--- EXERCISE DATA Enclosed Below ---

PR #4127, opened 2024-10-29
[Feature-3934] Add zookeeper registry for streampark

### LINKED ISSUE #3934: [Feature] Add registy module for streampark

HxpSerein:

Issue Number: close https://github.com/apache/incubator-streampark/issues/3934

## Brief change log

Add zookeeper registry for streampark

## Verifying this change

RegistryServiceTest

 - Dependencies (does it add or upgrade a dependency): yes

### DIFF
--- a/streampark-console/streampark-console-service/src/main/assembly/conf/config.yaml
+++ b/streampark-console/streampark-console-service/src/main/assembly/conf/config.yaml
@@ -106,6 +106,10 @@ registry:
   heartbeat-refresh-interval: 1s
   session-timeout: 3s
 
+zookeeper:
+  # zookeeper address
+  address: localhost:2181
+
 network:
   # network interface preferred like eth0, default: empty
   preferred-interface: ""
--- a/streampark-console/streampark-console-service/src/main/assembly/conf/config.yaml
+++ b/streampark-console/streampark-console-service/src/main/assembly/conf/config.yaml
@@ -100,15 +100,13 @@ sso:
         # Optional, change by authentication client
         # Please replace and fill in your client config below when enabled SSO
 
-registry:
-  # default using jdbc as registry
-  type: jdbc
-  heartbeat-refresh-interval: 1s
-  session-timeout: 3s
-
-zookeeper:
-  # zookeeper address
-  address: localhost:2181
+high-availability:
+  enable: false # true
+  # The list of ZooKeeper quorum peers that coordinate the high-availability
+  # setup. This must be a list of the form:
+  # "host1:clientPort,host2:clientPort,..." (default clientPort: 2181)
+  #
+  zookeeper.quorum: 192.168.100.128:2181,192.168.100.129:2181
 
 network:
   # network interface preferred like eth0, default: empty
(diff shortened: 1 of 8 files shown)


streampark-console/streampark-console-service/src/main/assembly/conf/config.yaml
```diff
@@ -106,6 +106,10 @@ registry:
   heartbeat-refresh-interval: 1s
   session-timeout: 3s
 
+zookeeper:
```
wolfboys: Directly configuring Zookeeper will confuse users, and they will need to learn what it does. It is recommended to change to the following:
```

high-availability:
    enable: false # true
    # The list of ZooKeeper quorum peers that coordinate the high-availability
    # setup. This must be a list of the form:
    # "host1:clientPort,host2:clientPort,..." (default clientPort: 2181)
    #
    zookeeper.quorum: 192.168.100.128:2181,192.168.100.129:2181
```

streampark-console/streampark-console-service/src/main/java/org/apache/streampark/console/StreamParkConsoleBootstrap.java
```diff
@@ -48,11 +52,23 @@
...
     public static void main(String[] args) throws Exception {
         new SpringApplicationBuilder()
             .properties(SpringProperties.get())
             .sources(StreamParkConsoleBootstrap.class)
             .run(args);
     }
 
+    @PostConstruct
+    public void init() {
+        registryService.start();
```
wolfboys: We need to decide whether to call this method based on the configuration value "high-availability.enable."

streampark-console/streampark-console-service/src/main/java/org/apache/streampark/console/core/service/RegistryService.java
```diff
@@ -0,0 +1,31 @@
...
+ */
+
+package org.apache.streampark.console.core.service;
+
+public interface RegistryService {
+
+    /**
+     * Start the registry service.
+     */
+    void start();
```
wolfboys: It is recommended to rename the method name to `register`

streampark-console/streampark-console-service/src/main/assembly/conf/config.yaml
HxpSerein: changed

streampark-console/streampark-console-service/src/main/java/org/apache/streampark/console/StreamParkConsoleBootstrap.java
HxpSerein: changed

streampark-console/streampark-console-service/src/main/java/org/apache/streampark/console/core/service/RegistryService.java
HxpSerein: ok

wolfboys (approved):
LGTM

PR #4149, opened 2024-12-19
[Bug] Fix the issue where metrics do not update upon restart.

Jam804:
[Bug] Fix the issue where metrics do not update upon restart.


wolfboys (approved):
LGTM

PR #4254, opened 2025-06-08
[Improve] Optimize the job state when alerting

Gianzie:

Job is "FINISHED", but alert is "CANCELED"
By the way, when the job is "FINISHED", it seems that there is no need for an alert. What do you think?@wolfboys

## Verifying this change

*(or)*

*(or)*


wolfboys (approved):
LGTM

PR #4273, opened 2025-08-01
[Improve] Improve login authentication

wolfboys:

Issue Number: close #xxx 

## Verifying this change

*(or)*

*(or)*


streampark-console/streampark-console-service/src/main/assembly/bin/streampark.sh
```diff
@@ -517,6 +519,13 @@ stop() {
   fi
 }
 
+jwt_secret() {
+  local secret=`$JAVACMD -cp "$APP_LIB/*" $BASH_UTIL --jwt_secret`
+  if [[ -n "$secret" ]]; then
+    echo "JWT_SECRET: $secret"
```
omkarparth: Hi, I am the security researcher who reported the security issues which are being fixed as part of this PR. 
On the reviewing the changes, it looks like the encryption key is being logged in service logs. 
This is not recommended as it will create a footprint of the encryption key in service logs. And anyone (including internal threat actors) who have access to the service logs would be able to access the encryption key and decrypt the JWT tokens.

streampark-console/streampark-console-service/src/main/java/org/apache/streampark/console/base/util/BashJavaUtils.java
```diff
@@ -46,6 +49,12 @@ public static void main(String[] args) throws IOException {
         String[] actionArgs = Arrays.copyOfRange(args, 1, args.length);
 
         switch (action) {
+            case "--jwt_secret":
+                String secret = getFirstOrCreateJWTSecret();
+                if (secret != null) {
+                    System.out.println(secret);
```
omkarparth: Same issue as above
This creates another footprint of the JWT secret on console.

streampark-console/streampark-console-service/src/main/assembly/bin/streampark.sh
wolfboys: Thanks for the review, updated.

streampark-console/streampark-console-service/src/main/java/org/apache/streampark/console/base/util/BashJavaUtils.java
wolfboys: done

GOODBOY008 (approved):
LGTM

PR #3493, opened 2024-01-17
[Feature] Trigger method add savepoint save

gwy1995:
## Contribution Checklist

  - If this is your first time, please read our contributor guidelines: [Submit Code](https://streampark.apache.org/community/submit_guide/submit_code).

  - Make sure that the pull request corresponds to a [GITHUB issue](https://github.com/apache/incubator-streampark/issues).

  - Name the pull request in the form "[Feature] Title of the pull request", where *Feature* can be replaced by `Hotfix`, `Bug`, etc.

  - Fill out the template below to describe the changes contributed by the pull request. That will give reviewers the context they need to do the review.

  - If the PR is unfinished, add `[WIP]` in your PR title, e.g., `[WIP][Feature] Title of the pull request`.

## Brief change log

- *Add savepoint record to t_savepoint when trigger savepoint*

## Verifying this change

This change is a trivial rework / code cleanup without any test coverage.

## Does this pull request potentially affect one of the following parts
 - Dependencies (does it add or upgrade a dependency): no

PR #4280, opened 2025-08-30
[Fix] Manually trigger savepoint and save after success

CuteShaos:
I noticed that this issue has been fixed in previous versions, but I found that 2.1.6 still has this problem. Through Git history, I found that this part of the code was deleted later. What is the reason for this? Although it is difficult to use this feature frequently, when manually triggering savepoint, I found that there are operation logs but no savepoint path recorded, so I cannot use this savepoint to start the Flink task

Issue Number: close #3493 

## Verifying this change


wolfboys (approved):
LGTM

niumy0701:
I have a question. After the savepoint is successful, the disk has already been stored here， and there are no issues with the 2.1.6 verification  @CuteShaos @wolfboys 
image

--- End of Enclosed EXERCISE DATA ---

> ASSIGNED TASK
Put down all the data once more, exactly as it appears above.

> TASK RESPONSE
PR #4127, opened 2024-10-29
[Feature-3934] Add zookeeper registry for streampark

### LINKED ISSUE #3934: [Feature] Add registy module for streampark

HxpSerein:

Issue Number: close https://github.com/apache/incubator-streampark/issues/3934

## Brief change log

Add zookeeper registry for streampark

## Verifying this change

RegistryServiceTest

 - Dependencies (does it add or upgrade a dependency): yes

### DIFF
--- a/streampark-console/streampark-console-service/src/main/assembly/conf/config.yaml
+++ b/streampark-console/streampark-console-service/src/main/assembly/conf/config.yaml
@@ -106,6 +106,10 @@ registry:
   heartbeat-refresh-interval: 1s
   session-timeout: 3s
 
+zookeeper:
+  # zookeeper address
+  address: localhost:2181
+
 network:
   # network interface preferred like eth0, default: empty
   preferred-interface: ""
--- a/streampark-console/streampark-console-service/src/main/assembly/conf/config.yaml
+++ b/streampark-console/streampark-console-service/src/main/assembly/conf/config.yaml
@@ -100,15 +100,13 @@ sso:
         # Optional, change by authentication client
         # Please replace and fill in your client config below when enabled SSO
 
-registry:
-  # default using jdbc as registry
-  type: jdbc
-  heartbeat-refresh-interval: 1s
-  session-timeout: 3s
-
-zookeeper:
-  # zookeeper address
-  address: localhost:2181
+high-availability:
+  enable: false # true
+  # The list of ZooKeeper quorum peers that coordinate the high-availability
+  # setup. This must be a list of the form:
+  # "host1:clientPort,host2:clientPort,..." (default clientPort: 2181)
+  #
+  zookeeper.quorum: 192.168.100.128:2181,192.168.100.129:2181
 
 network:
   # network interface preferred like eth0, default: empty
(diff shortened: 1 of 8 files shown)


streampark-console/streampark-console-service/src/main/assembly/conf/config.yaml
```diff
@@ -106,6 +106,10 @@ registry:
   heartbeat-refresh-interval: 1s
   session-timeout: 3s
 
+zookeeper:
```
wolfboys: Directly configuring Zookeeper will confuse users, and they will need to learn what it does. It is recommended to change to the following:
```

high-availability:
    enable: false # true
    # The list of ZooKeeper quorum peers that coordinate the high-availability
    # setup. This must be a list of the form:
    # "host1:clientPort,host2:clientPort,..." (default clientPort: 2181)
    #
    zookeeper.quorum: 192.168.100.128:2181,192.168.100.129:2181
```

streampark-console/streampark-console-service/src/main/java/org/apache/streampark/console/StreamParkConsoleBootstrap.java
```diff
@@ -48,11 +52,23 @@
...
     public static void main(String[] args) throws Exception {
         new SpringApplicationBuilder()
             .properties(SpringProperties.get())
             .sources(StreamParkConsoleBootstrap.class)
             .run(args);
     }
 
+    @PostConstruct
+    public void init() {
+        registryService.start();
```
wolfboys: We need to decide whether to call this method based on the configuration value "high-availability.enable."

streampark-console/streampark-console-service/src/main/java/org/apache/streampark/console/core/service/RegistryService.java
```diff
@@ -0,0 +1,31 @@
...
+ */
+
+package org.apache.streampark.console.core.service;
+
+public interface RegistryService {
+
+    /**
+     * Start the registry service.
+     */
+    void start();
```
wolfboys: It is recommended to rename the method name to `register`

streampark-console/streampark-console-service/src/main/assembly/conf/config.yaml
HxpSerein: changed

streampark-console/streampark-console-service/src/main/java/org/apache/streampark/console/StreamParkConsoleBootstrap.java
HxpSerein: changed

streampark-console/streampark-console-service/src/main/java/org/apache/streampark/console/core/service/RegistryService.java
HxpSerein: ok

wolfboys (approved):
LGTM

PR #4149, opened 2024-12-19
[Bug] Fix the issue where metrics do not update upon restart.

Jam804:
[Bug] Fix the issue where metrics do not update upon restart.


wolfboys (approved):
LGTM

PR #4254, opened 2025-06-08
[Improve] Optimize the job state when alerting

Gianzie:

Job is "FINISHED", but alert is "CANCELED"
By the way, when the job is "FINISHED", it seems that there is no need for an alert. What do you think?@wolfboys

## Verifying this change

*(or)*

*(or)*


wolfboys (approved):
LGTM

PR #4273, opened 2025-08-01
[Improve] Improve login authentication

wolfboys:

Issue Number: close #xxx 

## Verifying this change

*(or)*

*(or)*


streampark-console/streampark-console-service/src/main/assembly/bin/streampark.sh
```diff
@@ -517,6 +519,13 @@ stop() {
   fi
 }
 
+jwt_secret() {
+  local secret=`$JAVACMD -cp "$APP_LIB/*" $BASH_UTIL --jwt_secret`
+  if [[ -n "$secret" ]]; then
+    echo "JWT_SECRET: $secret"
```
omkarparth: Hi, I am the security researcher who reported the security issues which are being fixed as part of this PR. 
On the reviewing the changes, it looks like the encryption key is being logged in service logs. 
This is not recommended as it will create a footprint of the encryption key in service logs. And anyone (including internal threat actors) who have access to the service logs would be able to access the encryption key and decrypt the JWT tokens.

streampark-console/streampark-console-service/src/main/java/org/apache/streampark/console/base/util/BashJavaUtils.java
```diff
@@ -46,6 +49,12 @@ public static void main(String[] args) throws IOException {
         String[] actionArgs = Arrays.copyOfRange(args, 1, args.length);
 
         switch (action) {
+            case "--jwt_secret":
+                String secret = getFirstOrCreateJWTSecret();
+                if (secret != null) {
+                    System.out.println(secret);
```
omkarparth: Same issue as above
This creates another footprint of the JWT secret on console.

streampark-console/streampark-console-service/src/main/assembly/bin/streampark.sh
wolfboys: Thanks for the review, updated.

streampark-console/streampark-console-service/src/main/java/org/apache/streampark/console/base/util/BashJavaUtils.java
wolfboys: done

GOODBOY008 (approved):
LGTM

PR #3493, opened 2024-01-17
[Feature] Trigger method add savepoint save

gwy1995:
## Contribution Checklist

  - If this is your first time, please read our contributor guidelines: [Submit Code](https://streampark.apache.org/community/submit_guide/submit_code).

  - Make sure that the pull request corresponds to a [GITHUB issue](https://github.com/apache/incubator-streampark/issues).

  - Name the pull request in the form "[Feature] Title of the pull request", where *Feature* can be replaced by `Hotfix`, `Bug`, etc.

  - Fill out the template below to describe the changes contributed by the pull request. That will give reviewers the context they need to do the review.

  - If the PR is unfinished, add `[WIP]` in your PR title, e.g., `[WIP][Feature] Title of the pull request`.

## Brief change log

- *Add savepoint record to t_savepoint when trigger savepoint*

## Verifying this change

This change is a trivial rework / code cleanup without any test coverage.

## Does this pull request potentially affect one of the following parts
 - Dependencies (does it add or upgrade a dependency): no

PR #4280, opened 2025-08-30
[Fix] Manually trigger savepoint and save after success

CuteShaos:
I noticed that this issue has been fixed in previous versions, but I found that 2.1.6 still has this problem. Through Git history, I found that this part of the code was deleted later. What is the reason for this? Although it is difficult to use this feature frequently, when manually triggering savepoint, I found that there are operation logs but no savepoint path recorded, so I cannot use this savepoint to start the Flink task

Issue Number: close #3493 

## Verifying this change


wolfboys (approved):
LGTM

niumy0701:
I have a question. After the savepoint is successful, the disk has already been stored here， and there are no issues with the 2.1.6 verification  @CuteShaos @wolfboys 
image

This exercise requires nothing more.